Triginometry: Half Angle Identities

[StephenAA]

Homework Statement

$$sin(75^\circ)$$

Homework Equations

$$sin(\frac{\alpha}{2}) = \pm \sqrt{\frac{1-cos(\alpha)}{2}}$$

The answer is known to be:
$$\frac{\sqrt{6} + \sqrt{2}}{4}$$

The Attempt at a Solution

$$sin(\frac{150^\circ}{2}) = \pm \sqrt{\frac{1-cos(150^\circ)}{2}}$$
$$sin(\frac{150^\circ}{2}) = \pm \sqrt{\frac{1+\frac{\sqrt{3}}{2}}{2}}$$
$$sin(\frac{150^\circ}{2}) = \pm \sqrt{\frac{2+\sqrt{3}}{4}}$$
$$sin(\frac{150^\circ}{2}) = \pm \frac{\sqrt{2+\sqrt{3}}}{2}$$

This is a correct answer, but clearly it is not simplified completely. Any help would be appreciated.

 

[Ivan92]

Are you supposed to use the half-angle identity? Think of another way to figure it out.

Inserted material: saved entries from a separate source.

PR #911, opened 2023-07-14
Cancun upgrade

karim-en:
Handle upcoming Cancun upgrade:

* Add new fields to the block header
```
pub blob_gas_used: Option<u64>,
pub excess_blob_gas: Option<u64>,
pub parent_beacon_block_root: Option<H256>,
```
* Use the workspace version for near contracts.
* Get rid of lighthouse dependencies in the eth-types crate and light client contract.
* Reduce gas usage by removing the `convert_branch` step
* Update lighthouse dependency for the blocks relayer


contracts/near/eth2-utility/src/consensus.rs
```diff
@@ -163,29 +239,41 @@ pub fn get_participant_pubkeys(
...
+        false
+    }
 }
 
-pub fn validate_beacon_block_header_update(header_update: &HeaderUpdate) -> bool {
-    let branch = convert_branch(&header_update.execution_hash_branch);
-    if branch.len() != EXECUTION_PROOF_SIZE {
-        return false;
+/// Compute a root hash from a leaf and a Merkle proof.
+pub fn merkle_root_from_branch(leaf: H256, branch: &[H256], depth: usize, index: usize) -> H256 {
```
olga24912, line 261: I guess we should remove similar function from `eth2near/eth_rpc_client/src/executon_block_proof.rs`

olga24912 (approved):

contracts/near/eth2-utility/src/consensus.rs
karim-en: Yes, but there are different types of conflict issues, so it will be better to solve them in separate PR.

olga24912 (approved):

PR #890, opened 2024-08-28
Improve handling of git operations

boehmseb:
Our handling of git operations in the tool-suite is a mess; some functions use pygit2, others use command-line git and all have different interfaces and conventions and I am very annoyed that I always have the incorrect parameters at hand when I need to use some git functionality.

This PR aims to improve this situation by introducing a lightweight `RepositoryHandle` class that allows easy and uniform access to both, pygit2 and command-line git`. Since git is ubiquitous in the tool-suite, there are a lot of changes, but most of them are very minor.

As a result of the refactoring, `git_util` no longer depends on `project_util`, but the other way round.
In my opinion this makes more sense since projects make use of git, while git can happily be used without projects.

One open point that is remains is to sort out what belongs in `git_util` vs. `git_commands` since that is currently not very strict and at least one function in `git_commands` uses a function in `git_util`, which imo it should not do.

Also, this PR currently breaks pre-commit because the parser library yapf uses does not fully comply with python 3.
Specifically, I use a starred expression in a location where it is not happy about and just crashes.
Not sure how to fix this, though.


varats-core/varats/utils/git_util.py
```diff
@@ -154,64 +208,50 @@ def __get_git_path_arg(repo_folder: tp.Optional[Path] = None) -> tp.List[str]:
     return ["-C", f"{repo_folder}"]
```
LuAbelt: Is the `__get_git_path_arg` still required after this change? 
It seems to me that wherever it was used, we now use `RepositoryHandle`

LuAbelt (commented):
Looks good; Thanks for the effort!

Regarding `git_util` and `git_commands`:
I don't really have a strong opinion on this - but if we want to establish/enforce a distinction then in my opinion, everything that effectively boils down to a simple call to `git` without any complex further processing/filtering would probably be better placed in `git_commands`.
Which effectively moves most of what is currently in `util` over to `commands`. Also for some functions it is probably debatable, whether the code around the `git` call is now considered complex or not

But maybe someone else can come up with a better distinction

vulder:
From what I see, the * not only breaks yapf but also doc building.

git_util vs git_commands
If I remember correctly, `git_commands` should only contain wrappers for the actual commands and nothing more, everything else should be done in `git_util`. @Sinerum did the initial refactor/split, he should know best what the distinction was.

Overall, the idea sounds good, especially as passing the context seems to make a lot of code easier. However, I still need to do a full review look. Will try to do this quickly in the comming days.

varats-core/varats/utils/git_util.py
boehmseb: That's right, I just forgot to remove that function.

boehmseb:
Fortunately, plumbum correctly unpacks the list before executing the command, so I could work around the * issue by removing it.

boehmseb:
Regarding the `git_commands` vs. `git_utils`, my intent was to suggest doing this in a separate PR at some point.
This one is big enough as it is.

LuAbelt (approved):

Sinerum:
Regarding the issue with Yapf: The yapf mirror we use, has been deprecated for a while now and the[ main yapf repo](https://github.com/google/yapf)  now supports pre-commit, and already has this parsing issue fixed.

Sinerum (approved):

boehmseb:
> Regarding the issue with Yapf: The yapf mirror we use, has been deprecated for a while now and the[ main yapf repo](https://github.com/google/yapf) now supports pre-commit, and already has this parsing issue fixed.

Good to know, we should update that at some point.

varats/varats/plots/paper_config_overview.py
```diff
@@ -48,7 +48,7 @@ def _load_projects_ordered_by_year(
             case_study, experiment_type
         )
 
-        repo = get_local_project_git(case_study.project_name)
+        repo = get_local_project_repo(case_study.project_name).pygit_repo
```
vulder: maybe call `repo` here `pygit_repo` to make a difference and keep things consistent, as everywhere else a repo is a RepositoryHandle

vulder (approved):
Very nice clean up :100:

PR #903, opened 2025-02-18
Add arguments to patches

LuAbelt:
This pull request adds the possibility to use jinja placeholders in patches and provide arguments in the tool suite.

This enables more flexibility when using patches as one can just dynamically change e.g. regression sizes. This should also make the patches repository less cluttered in the long run.


varats-core/varats/provider/patch/patch_provider.py
```diff
@@ -157,6 +180,46 @@ def __str__(self) -> str:
...
+
+        Returns:
+            Path to the rendered patch
+        """
+        if not self.arguments:
+            return self.path
+
+        render_args = self.arguments.copy()
+        for key, value in kwargs.items():
+            render_args[key] = value
```
boehmseb, line 224: Should we fail if `kwargs` contains arguments that are not specified by the patch?

varats-core/varats/provider/patch/patch_provider.py
```diff
@@ -157,6 +180,46 @@ def __str__(self) -> str:
...
+
+        # Verify that all arguments are set
+        missing_args = [
+            arg for arg, value in render_args.items() if value is None
+        ]
+        if missing_args:
+            # TODO: Discuss whether we want to fail here.
+            # Theoretically, someone could have set a default value in the template file via the jinja syntax.
```
boehmseb: I think it's Ok to only fail when the jinja rendering fails.
This gives us more flexibility when creating patches (I can imagine that we would want this at some point) and we can still report an error if the template rendering fails, which happens later in this function.

varats-core/varats/provider/patch/patch_provider.py
```diff
@@ -157,6 +180,46 @@ def __str__(self) -> str:
...
+
+        # Create a temporary patch file with the rendered arguments
+        tmp_file = NamedTemporaryFile(delete=False)
+
+        # Render the patch with the arguments
+        loader = jinja2.FileSystemLoader(searchpath=Path(self.path).parent)
+        env = jinja2.Environment(loader=loader, keep_trailing_newline=True)
+
+        template = env.get_template(Path(self.path).name)
+        tmp_file.write(template.render(render_args).encode())
```
boehmseb: Some error handling here would be nice.
There are multiple potential error scenarios here, most importantly:
- loading the template fails
- rendering the template fails

varats-core/varats/experiment/steps/patch.py
```diff
@@ -51,20 +60,24 @@ class RevertPatch(actions.ProjectStep):
...
+        self.__arguments = kwargs
 
     def __call__(self) -> StepResult:
         self.status = StepResult.OK
+        print(
+            f"Reverting {self.__patch.shortname} on "
+            f"{self.project.source_of_primary}"
+        )
+
+        patch_path = self.__patch.render(**self.__arguments)
```
boehmseb: We also need to report a `StepResult.ERROR` here if template rendering fails.

varats-core/varats/provider/patch/patch_provider.py
```diff
@@ -157,6 +180,46 @@ def __str__(self) -> str:
...
+        ]
+        if missing_args:
+            # TODO: Discuss whether we want to fail here.
+            # Theoretically, someone could have set a default value in the template file via the jinja syntax.
+            raise ValueError(
+                f"Missing arguments for patch rendering: {', '.join(missing_args)}"
+            )
+
+        # Create a temporary patch file with the rendered arguments
+        tmp_file = NamedTemporaryFile(delete=False)
```
boehmseb: It might be a good idea to create these files in the experiment directory (`varats_root/benchbuild/results/...`) so that it is handled like all the other experiment-related files.
This probably needs information from an experiment step though.

boehmseb (changes requested):
I think we should put some more thought into some of the details.
I outlined these in my comments, but we can also discuss this further in person.

tests/provider/test_patch_provider.py
```diff
@@ -18,6 +19,157 @@
 )
 
 
+class TestPatchArguments(unittest.TestCase):
+
+    def __check_render(
+        self, rendered_patch: Path, expected_content: tp.List[str]
+    ):
+        with open(rendered_patch, "r") as patch_file:
```
vulder:
```suggestion
        with open(rendered_patch, "r", encoding="utf-8") as patch_file:
```

varats-core/varats/experiment/steps/patch.py
```diff
@@ -11,26 +11,34 @@
 from varats.utils.git_util import RepositoryHandle
 
 
+def _build_args_string(args: dict) -> str:
```
vulder: Did you mean kwargs or *args here? Passing a dict as args seems a bit confusing^^ If not, maybe give it a different name than `args` to not be confused with the python args/kwargs pattern

varats-core/varats/provider/patch/patch_provider.py
vulder: Hmm, hard to say. We could fail or just emit a warning.

Could it be that one collects a larger set of arguments and puts it into different patches and hence sometimes puts args in that are not "needed"?

varats-core/varats/provider/patch/patch_provider.py
vulder: If there is a default, I would not fail, however, we should detect the case where there is no default and a missing argument. Otherwise, finding typos or missing arguments will be a nightmare.

varats-core/varats/provider/patch/patch_provider.py
LuAbelt: I can see the following cases why there might be arguments not specified by the patch:

1. The case Flo described (If you want to apply/render multiple patches that share some arguments and don't overlap in the others it might be easier to just aggregate all arguments into one dict as opposed to building them per-patch)
2. Someone misspelled an argument name
3. An argument in the template was not specified in the patch info.

For 1. I don´ t see a big issue allowing these extra arguments. There might  be other, more general pitfalls when someone does this (e.g. accidentally overriding arguments for other patches) but that cannot really be solved in the rendering step.

For 2. the rendering would fail later regardless, so having a warning and a subsequent exception raised in the rendering is sufficient.

Case 3. is where I see potential issues in the future, when people just forget/ignore to properly add arguments to the patch info and work around it in their local setup. 

I am unsure whether the benefit of allowing it for 1. outweighs the potential problems caused by 3. But for 3. we could also setup other measures to avoid this (e.g. proper CI in the patches repository)

varats-core/varats/provider/patch/patch_provider.py
LuAbelt: I have changed the behavior to fail on rendering instead.

However, the error reported by jinja will only report the first missing variable it encounters. Should we add a note in the error message listing the potentially undefined variables based on this check?

varats-core/varats/provider/patch/patch_provider.py
LuAbelt: What would be the preferred behavior of the render function if it encounters any error? Currently I just raise a the general `TemplateError` from jinja.

Any other suggestions?

varats-core/varats/provider/patch/patch_provider.py
LuAbelt: I added the experiment step as an optional argument to the render function. If it is provided it will use the experiment directory for the rendered patch

PR #904, opened 2025-03-04
Update Path env in bbcfg after successfully running buildsetup build

Sinerum:
resolves se-sic/VaRA#1065


varats/varats/tools/driver_build_setup.py
```diff
@@ -204,6 +205,7 @@ def build(
             return
 
         if tool.verify_install(__get_install_prefix(tool, install_prefix)):
+            update_env(bb_cfg())
```
LuAbelt, line 208: Generally this looks like a reasonable change to me.

However, I see one issue:
The current implementation completely rebuilds the whole `env` entry in the config. In my setup for example, I have some other entries set in there besides `PATH` (e.g. `LD_LIBRARY_PATH`) which I need for some experiments. The current implementation would always remove those. I would prefer it if the only the `PATH` was updated/rebuild instead of the whole `env` entry.

Even then one could run into issues if people manually add things to the `PATH` for their setup. However I am not sure how frequent that is and if we should also consider this (and if so, how). Maybe @vulder and @boehmseb can provide more insights.

LuAbelt (changes requested):

varats/varats/tools/driver_build_setup.py
boehmseb: Lukas is right, we need to make sure that existing entries in `env` are preserved.
I suggest merging the new env dict onto the current one.
Btw., you could also add a call to `update_env` to `vara-gen-bbconfig --update`.

Sinerum: Keeping other `env` entries is a simple fix. If we want to also retain the original entries in `PATH` I don't see a solution that would not have the potential to accumulate entries over time if the install location of a tool changes.

boehmseb: That's true in theory, but the install location doesn't typically change.

LuAbelt (approved):

boehmseb (approved):

varats/varats/tools/bb_config.py
```diff
@@ -131,6 +131,21 @@ def update_experiments(bb_cfg: s.Configuration) -> None:
     ]
 
 
+def update_env(bb_cfg: s.Configuration) -> None:
+    """Update the given benchbuild config to contain our environment."""
+    old_env = bb_cfg["env"].value
+    old_path = old_env["PATH"]
```
boehmseb: This fails if the config env doesn't contain an entry for "PATH".

boehmseb (changes requested):

boehmseb (approved):

varats/varats/tools/driver_build_setup.py
```diff
@@ -27,6 +27,7 @@
 from varats.ts_utils.cli_util import initialize_cli_tool, cli_yn_choice
 from varats.ts_utils.click_param_types import EnumChoice
 from varats.utils.settings import save_config, vara_cfg, bb_cfg
+from varats.varats.tools.bb_config import update_env
```
boehmseb:
```suggestion
from varats.tools.bb_config import update_env
```

PR #910, opened 2025-03-05
Removes __init__.py from namespace packages.

boehmseb:
This is required for native (PEP 420) namespace packages, e.g., PyCharm fails to detect imports properly otherwise.


boehmseb:
Please test-install locally before approving.

LuAbelt (approved):
Install works and test suite passes for me.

Hint: Sum Formula for sin function.

 

[StephenAA]

Are you supposed to use the half-angle identity? Think of another way to figure it out.

Yes. As you stated, this problem can be solved easily with the sum formula for sin, but the directions ask us specifically to solve it using half angle identities. My problem is that I get stuck at that last step, as I'm not quite sure how to simplify it further.

 

[eumyang]

First off, do we NEED the plus-minus sign? (If not, can you explain why not?)

The 2nd to last line you have this:
$$sin(\frac{150^\circ}{2}) = \pm \sqrt{\frac{2+\sqrt{3}}{4}}$$

Inside the square root, multiply top and bottom by 4. Factor out a 2 in the numerator (not 4!). You should have
$$\sin \left(\frac{150^\circ}{2}\right) = \sqrt{\frac{2(4 + 2\sqrt{3})}{16}}$$
Split the 4 into 1 + 3:
$$\sin \left(\frac{150^\circ}{2}\right) = \sqrt{\frac{2(1 + 2\sqrt{3} + 3)}{16}}$$

This expression:
$$1 + 2\sqrt{3} + 3$$
is an algebraic pattern that's somewhat disguised. See if you can figure out the rest.

 

[StephenAA]

First off, do we NEED the plus-minus sign? (If not, can you explain why not?)

I'm not entirely sure how to determine whether the answer should be positive or negative (the quadrant, perhaps?), so I just left it there.

Anyways, thanks for your help. It's much more clear now.
$$sin(\frac{150^\circ}{2}) = \pm \sqrt{\frac{2+\sqrt{3}}{4}}$$
$$sin(\frac{150^\circ}{2}) = \pm \sqrt{\frac{8+4\sqrt{3}}{16}}$$
$$sin(\frac{150^\circ}{2}) = \pm \sqrt{\frac{2(4+2\sqrt{3})}{16}}$$
$$sin(\frac{150^\circ}{2}) = \pm \sqrt{\frac{2(1+2\sqrt{3}+3)}{16}}$$
$$sin(\frac{150^\circ}{2}) = \pm \sqrt{\frac{2(1+\sqrt{3})^2}{16}}$$
$$sin(\frac{150^\circ}{2}) = \pm \frac{(\sqrt{2})(1+\sqrt{3})}{4}$$

For the final answer:
$$sin(75^\circ) = \pm \frac{\sqrt{2}+\sqrt{6}}{4}$$

Or, as the answer key lists it:
$$sin(75^\circ) = \pm \frac{\sqrt{6}+\sqrt{2}}{4}$$

Thank you for your help.

 

[Mentallic]

Yes, but not quite. sin(75^o) is a positive value, so you need to discard the negative value.